PR #1759, opened 2018-07-01
Misc. typos

luzpaz:
Found via `codespell -q 3`

### DIFF
--- a/installer/build-server.py
+++ b/installer/build-server.py
@@ -266,10 +266,10 @@ try:
             github_release = get_release(repo, "daily")
             needs_upload = False
 
-    # Output git desription
+    # Output git description
     output("git description of openshot-qt-git: %s" % openshot_qt_git_desc)
 
-    # Output git desription
+    # Output git description
     output("git description of openshot-qt-git: %s" % openshot_qt_git_desc)
 
     # Detect version number from git description
--- a/src/timeline/js/controllers.js
+++ b/src/timeline/js/controllers.js
@@ -1088,8 +1088,8 @@ $scope.SetTrackLabel = function (label){
  	return transition_size;
  };
  
- // Search through clips and transitions to find the closest element within a given threashold
- $scope.GetNearbyPosition = function(pixel_positions, threashold, ignore_ids){
+ // Search through clips and transitions to find the closest element within a given threshold
+ $scope.GetNearbyPosition = function(pixel_positions, threshold, ignore_ids){
 	// init some vars
 	var smallest_diff = 900.0;
 	var smallest_abs_diff = 900.0;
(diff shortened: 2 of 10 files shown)


src/timeline/js/controllers.js
```diff
@@ -1088,8 +1088,8 @@ $scope.SetTrackLabel = function (label){
  	return transition_size;
  };
  
- // Search through clips and transitions to find the closest element within a given threashold
- $scope.GetNearbyPosition = function(pixel_positions, threashold, ignore_ids){
+ // Search through clips and transitions to find the closest element within a given threshold
+ $scope.GetNearbyPosition = function(pixel_positions, threshold, ignore_ids){
```
luzpaz: source change, please review

src/timeline/js/controllers.js
```diff
@@ -1150,7 +1150,7 @@ $scope.SetTrackLabel = function (label){
 			var abs_diff = Math.abs(diff);
 			
 			// Check if this clip is nearby
-			if (abs_diff < smallest_abs_diff && abs_diff <= threashold) {
+			if (abs_diff < smallest_abs_diff && abs_diff <= threshold) {
```
luzpaz: source change, please review

installer/build-server.py
```diff
@@ -266,10 +266,10 @@ def parse_version_info(version_path):
             github_release = get_release(repo, "daily")
             needs_upload = False
 
-    # Output git desription
+    # Output git description
     output("git description of openshot-qt-git: %s" % openshot_qt_git_desc)
 
-    # Output git desription
+    # Output git description
```
luzpaz: any reason why lines 269 and 272 are exactly the same ?

peanutbutterandcrackers:
Hey there! Thanks for the PR. Hopefully the devs will be able to see and give the Green Light. Hope you do continue to submit some more PRs!

installer/build-server.py
DylanC: Copy and paste? :)

luzpaz: @DylanC I was just wondering if there was a redundancy issue redundancy :wink:

ferdnyc: There's plenty of copy-paste comment duplication (not to mention _wrong_ comments, because the comments weren't edited after being copied, but the code was) in the code.

ferdnyc: The bigger question is why lines 270 and 273 are the same. Because it's not just the comment that appears twice, it's the _code_. Which means it outputs the same line twice for absolutely no reason.

src/timeline/js/controllers.js
ferdnyc: +1, this gets both occurrences of the "threashold" variable, which is only used at these two points in the code.

src/timeline/js/controllers.js
ferdnyc: Corresponding variable invocation to previous.

installer/build-server.py
luzpaz: right, @ferdnyc shall I remove one of them ?

ferdnyc: *shrug* Your call. It's the build script, not part of the OpenShot source, so it really only affects @jonoomph . But I can't see any reason that would be there twice, other than pure accident.

DylanC:
@ferdnyc - LGTM too. Thanks @luzpaz 👍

====

- **Assignment**
A full, exact copy of the entries is required. Return it.

- **Task solution**
PR #1759, opened 2018-07-01
Misc. typos

luzpaz:
Found via `codespell -q 3`

### DIFF
--- a/installer/build-server.py
+++ b/installer/build-server.py
@@ -266,10 +266,10 @@ try:
             github_release = get_release(repo, "daily")
             needs_upload = False
 
-    # Output git desription
+    # Output git description
     output("git description of openshot-qt-git: %s" % openshot_qt_git_desc)
 
-    # Output git desription
+    # Output git description
     output("git description of openshot-qt-git: %s" % openshot_qt_git_desc)
 
     # Detect version number from git description
--- a/src/timeline/js/controllers.js
+++ b/src/timeline/js/controllers.js
@@ -1088,8 +1088,8 @@ $scope.SetTrackLabel = function (label){
  	return transition_size;
  };
  
- // Search through clips and transitions to find the closest element within a given threashold
- $scope.GetNearbyPosition = function(pixel_positions, threashold, ignore_ids){
+ // Search through clips and transitions to find the closest element within a given threshold
+ $scope.GetNearbyPosition = function(pixel_positions, threshold, ignore_ids){
 	// init some vars
 	var smallest_diff = 900.0;
 	var smallest_abs_diff = 900.0;
(diff shortened: 2 of 10 files shown)


src/timeline/js/controllers.js
```diff
@@ -1088,8 +1088,8 @@ $scope.SetTrackLabel = function (label){
  	return transition_size;
  };
  
- // Search through clips and transitions to find the closest element within a given threashold
- $scope.GetNearbyPosition = function(pixel_positions, threashold, ignore_ids){
+ // Search through clips and transitions to find the closest element within a given threshold
+ $scope.GetNearbyPosition = function(pixel_positions, threshold, ignore_ids){
```
luzpaz: source change, please review

src/timeline/js/controllers.js
```diff
@@ -1150,7 +1150,7 @@ $scope.SetTrackLabel = function (label){
 			var abs_diff = Math.abs(diff);
 			
 			// Check if this clip is nearby
-			if (abs_diff < smallest_abs_diff && abs_diff <= threashold) {
+			if (abs_diff < smallest_abs_diff && abs_diff <= threshold) {
```
luzpaz: source change, please review

installer/build-server.py
```diff
@@ -266,10 +266,10 @@ def parse_version_info(version_path):
             github_release = get_release(repo, "daily")
             needs_upload = False
 
-    # Output git desription
+    # Output git description
     output("git description of openshot-qt-git: %s" % openshot_qt_git_desc)
 
-    # Output git desription
+    # Output git description
```
luzpaz: any reason why lines 269 and 272 are exactly the same ?

peanutbutterandcrackers:
Hey there! Thanks for the PR. Hopefully the devs will be able to see and give the Green Light. Hope you do continue to submit some more PRs!

installer/build-server.py
DylanC: Copy and paste? :)

luzpaz: @DylanC I was just wondering if there was a redundancy issue redundancy :wink:

ferdnyc: There's plenty of copy-paste comment duplication (not to mention _wrong_ comments, because the comments weren't edited after being copied, but the code was) in the code.

ferdnyc: The bigger question is why lines 270 and 273 are the same. Because it's not just the comment that appears twice, it's the _code_. Which means it outputs the same line twice for absolutely no reason.

src/timeline/js/controllers.js
ferdnyc: +1, this gets both occurrences of the "threashold" variable, which is only used at these two points in the code.

src/timeline/js/controllers.js
ferdnyc: Corresponding variable invocation to previous.

installer/build-server.py
luzpaz: right, @ferdnyc shall I remove one of them ?

ferdnyc: *shrug* Your call. It's the build script, not part of the OpenShot source, so it really only affects @jonoomph . But I can't see any reason that would be there twice, other than pure accident.

DylanC:
@ferdnyc - LGTM too. Thanks @luzpaz 👍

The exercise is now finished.